- Born: 1722 Wagstadt
- Died: 27 December 1795 (aged 72–73)
- Occupation: Austrian painter

= Johann Ignaz Cimbal =

Austrian painter and etcher

Johann Ignaz Cimbal (1722 – 27 December 1795) was an Austrian painter and etcher, who produced many altarpieces and frescoes for churches, monasteries and other Church buildings. He painted many works in Bohemia, Moravia, Silesia, Vienna and Hungary.

==Life==

He was born in Wagstadt in Moravian-Silesian Region as son of Matthias Zimbal and his wife Anna and attended the Academy of Fine Arts, Vienna from 1742 until he graduated in 1753. He may have been a foundling at the Brothers of Charity and also may have been taught some painting before 1742; documentary evidence is scant. Cimbal became friends with the painter Felix Ivo Leicher and the sculptor Raymond Sieß, whom he may have met in Vienna. Sieß sponsored some of Cimbal's children at their baptisms.

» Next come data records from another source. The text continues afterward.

PR #439, opened 2018-02-27
SCS.17,18,19, SDS.17,18,19

jni2000:
Dear reviewers

We understand that we are still pending on answers/confirmation from WG.2 and ITS on the decisions about CRL server for blacklisting a CBSD certificate. We choose to submit this pull request is for you to help reviewing the part that are known and clear while waiting for the answers.

What we do 

- for SCS/SDS/SSS.11 is that we created a mock CRL server within the test codes for blacklist the CBSD certificate
- for SCS.16-19, SDS.16-19 and SSS.16 we take the short-live certificate approach. This is one of the option as suggested in the test spec.

We respect all different opinions on how to proceed with these test cases before having the WG.2 and ITS answers. As we stated, we would like to start the review of other not-affected portion ahead of time while wait for the answers.

So please help review.


jni2000:
we will use this PR to focus on the dependency resolved SCS/SDS.17,18,19 submission. The ITS has approved using short-lived certificate for these test cases.

SCS.11,16, SDS.11,16, SSS.11,16 will be submitted in separate PRs when all questions are answered.

jni2000:
As ITS already approved that we can use short-lived certificate in test cases SCS/SDS.17,18,19, we removed SCS/SDS/SSS.11 and 16 out of this PR to allow focusing on the finalized ones. Please review the implementation of SCS/SDS.17,18,19. Thanks.

src/harness/testcases/WINNF_FT_S_SCS_testcase.py
```diff
@@ -252,3 +254,152 @@ def test_WINNF_FT_S_SCS_15(self,config_filename):
 
     # Check registration response
     self.assertEqual(response['response']['responseCode'],104)
+
+  def generate_SCS_17_default_config(self, filename):
+    """Generates the WinnForum configuration for SCS_17. """
+    # Create the configuration for short lived invalid client cert/key,wait timer
+
+    config = {
+      'clientCert': self.getCertFilename("short_lived_client.cert"),
```
kate-harrison: The cert should be created during the test case execution. Otherwise ITS will have to do some manual steps to run this test case (and any manual step for them increasing our total testing time disproportionately, since now it required them to monitor the tests much more closely and coordinate them more carefully).

src/harness/util.py
```diff
@@ -408,3 +408,15 @@ def filterChannelsByFrequencyRange(channels, freq_range):
       and
       channel['frequencyRange']['highFrequency'] <= freq_range['highFrequency']
   ]
+def countdown(time_to_wait):
```
kate-harrison: Just use sleep -- there's no need to reinvent the wheel here.

src/harness/testcases/WINNF_FT_S_SCS_testcase.py
jni2000: Added   creation of certificate before test case execution

src/harness/util.py
jni2000: As per   suggestion used sleep

jni2000:
Kate

We have addressed you latest two comments and made necessary changes. Please review. Thanks.

src/harness/testcases/WINNF_FT_S_SCS_testcase.py
```diff
@@ -252,3 +256,218 @@ def test_WINNF_FT_S_SCS_15(self,config_filename):
...
+      os.path.abspath(inspect.getfile(inspect.currentframe())))
+
+    # Absolute path to the certs directory
+    path = os.path.join(testcases_dir, '../certs')
+
+    # Change directory to the certs directory
+    os.chdir(path)
+
+    # Build short lived certificate command
+    command = "./generate_short_lived_certs.sh  CBSD  short_lived_client " + " 2 "
```
kate-harrison: The cert should be generated as part of the test case, not as part of the default config. The function to generate the default config will only be run once, but you need to generate a short-lived cert every time.

src/harness/testcases/WINNF_FT_S_SCS_testcase.py
```diff
@@ -252,3 +256,218 @@ def test_WINNF_FT_S_SCS_15(self,config_filename):
 
     # Check registration response
     self.assertEqual(response['response']['responseCode'],104)
+
+  def generate_SCS_17_default_config(self, filename):
+    """Generates the WinnForum configuration for SCS_17. """
+    # Create the configuration for short lived invalid client cert/key,wait timer
+
+    # Get current working directory
+    cwd = os.getcwd()
```
kate-harrison: Is it really necessary to switch dirs?

src/harness/testcases/WINNF_FT_S_SCS_testcase.py
jni2000: As per   suggestion moved the  creation of   certificate at beginning of the test case. A utility function to create the   certificates has been added to the SecurityTestCase class and is invoked   within the test cases.

src/harness/testcases/WINNF_FT_S_SCS_testcase.py
jni2000: By   switching directory it will create certificate in certs directory. This the   same directory structure can be used in the new script and the it can also be   executed independently from the certs directory if needed.

jni2000:
Kate, we have addressed you latest two comments, please give a check. Thanks.

src/harness/security_testcase.py
```diff
@@ -250,3 +250,38 @@ def _InfoCb(conn, where, ok):
       self.assertEquals(client_ssl.get_peer_finished(), None)
     finally:
       client_ssl.close()
+
+  def create_short_lived_certificate(self, client_type, cert_name, cert_expiry_time):
```
kate-harrison: Please use the same naming style as other functions in this file.

src/harness/security_testcase.py
```diff
@@ -250,3 +250,38 @@ def _InfoCb(conn, where, ok):
...
+    """Generates short lived certificate for SCS/SDS 17,18 & 19
+
+    The function uses the root ca, cbsd ca and proxy ca certificates generated by
+    "generate_fake_certs.sh" script and creates a short lived client certificate
+    based on the input parameters.
+
+    Args:
+      client_type: Type of the device (CBSD or DomainProxy)
+      cert_name: Certificate file name to be created. The private key shall also have
```
kate-harrison: Should this include the ".cert" suffix? Either way, the comment is misleading. Please clarify.

src/harness/security_testcase.py
```diff
@@ -250,3 +250,38 @@ def _InfoCb(conn, where, ok):
...
+        same name.
+      cert_expiry_time: Expiry time of the short lived certificate in minutes
```
kate-harrison: Probably "cert_duration_minutes" would make more sense. The current name suggests that you are giving a timestamp.

src/harness/testcases/WINNF_FT_S_SCS_testcase.py
```diff
@@ -257,117 +256,63 @@ def test_WINNF_FT_S_SCS_15(self,config_filename):
...
-  def test_WINNF_FT_S_SCS_17(self,config_filename):
+  @winnforum_testcase
+  def test_WINNF_FT_S_SCS_17(self):
     """Invalid certificate following an approved registration request
        Checks that SAS UUT response with fatal alert message.
     """
-    # Read the configuration
-    config = loadConfig(config_filename)
+    device_cert_name = "short_lived_client"
+    expiry_timer = 2  # in minutes
```
kate-harrison: "cert_duration_minutes"

src/harness/testcases/WINNF_FT_S_SCS_testcase.py
```diff
@@ -257,117 +256,63 @@ def test_WINNF_FT_S_SCS_15(self,config_filename):
...
+
+    self.create_short_lived_certificate("CBSD", device_cert_name, expiry_timer)
+
+    device_cert = self.getCertFilename(device_cert_name + ".cert")
+    device_key = self.getCertFilename(device_cert_name + ".key")
+    wait_timer = (expiry_timer * 60) + 10  # In seconds
```
kate-harrison: Define below, closer to where it's used.

src/harness/testcases/WINNF_FT_S_SCS_testcase.py
```diff
@@ -257,117 +256,63 @@ def test_WINNF_FT_S_SCS_15(self,config_filename):
...
     self.assertTlsHandshakeSucceed(self._sas_admin._base_url, ['AES128-GCM-SHA256'],
-                                   config['clientCert'], config['clientKey'])
+                                   device_cert, device_key)
     logging.info("TLS Handshake Succeeded")
 
     # Load the device_a file
     device_a = json.load(
         open(os.path.join('testcases', 'testdata', 'device_a.json')))
 
     with security_testcase.CiphersOverload(self._sas, ['AES128-GCM-SHA256'],
```
kate-harrison: This feels like overkill. Can you just use the normal registration function?

src/harness/certs/README.md
```diff
@@ -109,6 +109,9 @@ Required certificates are:
 * `client_inapplicable.[cert|key]`: leaf CBSD device inapplicable fields certificate
   Used on security test test_WINNF_FT_S_SCS_15.
 
+* `short_lived_client.[cert|key]`: Leaf CBSD certificate that will expire within 5 minutes of creation
```
kate-harrison: No longer accurate.

src/harness/certs/generate_fake_certs.sh
```diff
@@ -64,7 +64,7 @@ openssl ca -cert root-ecc_ca.cert -keyfile private/root-ecc_ca.key -in sas-ecc_c
 echo "\n\nGenerate 'cbsd_ca' certificate/key"
 openssl req -new -newkey rsa:4096 -nodes \
     -reqexts cbsd_ca  -config ../../../cert/openssl.cnf \
-    -out cbsd_ca.csr -keyout private/cbsd_ca.key \
+    -out cbsd_ca.csr -keyout cbsd_ca.key \
```
kate-harrison: Why change this?

src/harness/testcases/WINNF_FT_S_SCS_testcase.py
```diff
@@ -252,3 +255,137 @@ def test_WINNF_FT_S_SCS_15(self,config_filename):
 
     # Check registration response
     self.assertEqual(response['response']['responseCode'],104)
+
+  @winnforum_testcase
+  def test_WINNF_FT_S_SCS_17(self):
+    """Invalid certificate following an approved registration request
+       Checks that SAS UUT response with fatal alert message.
```
pmarks-net: This 3-space indentation is inconsistent with the other docstrings.  In general, the second line should be blank:
https://www.python.org/dev/peps/pep-0008/#doc

(This applies throughout the pull request.)

src/harness/testcases/WINNF_FT_S_SCS_testcase.py
```diff
@@ -252,3 +255,137 @@ def test_WINNF_FT_S_SCS_15(self,config_filename):
...
+    with security_testcase.CiphersOverload(self._sas, ['AES128-GCM-SHA256'],
+                                           device_cert,
+                                           device_key):
+      self.assertRegistered([device_a])
+
+    logging.info("CBSD device is in registered state")
+    logging.info("Waiting for %s secs so the certificate will become invalid" % wait_timer)
+
+    # sleep for waitTimer so that certificate will become invalid
+    time.sleep(wait_timer)
```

He decorated many churches and monasteries for the Hospitaller Order of St. John of God in Brno and Feldsberg, working alongside other painters Johann Jablonský and Ignaz Mayer the Elder.

==Family==

He married in 23 November 1760 Maria Clara Josefa Oblasser, a daughter of the painter Joseph Oblasser (1707–1746) and his wife Maria Anna Mansberg. The two had many children, but only two sons and two daughters survived their father. Both sons were painters: Jakob (born 7 January 1778 in Vienna, died 24 January 1834 in Vienna) was at the Vienna Academy in 1796 and he was recorded as an "academic painter" in 1823 in Leopoldstadt, and Johann (born 1754, died after 1808 in Vienna). Both sons assisted their father with his work, as was usual for the time.

==Reputation==

In his lifetime, Cimbal was in demand as a painter, and his clients were satisfied with his work. Since his death, however, he has been less adulated: his works have been described as dry and sourced from a limited inventory, and his detailing sometimes clumsy. His earlier work is looked on somewhat more kindly than his later work. Some details suggest that he was gifted, but that he worked in disharmony with his workshop and assistants. Modern critics have called him a "typical provincial painter", at odds with his training as a painter from the Vienna Academy.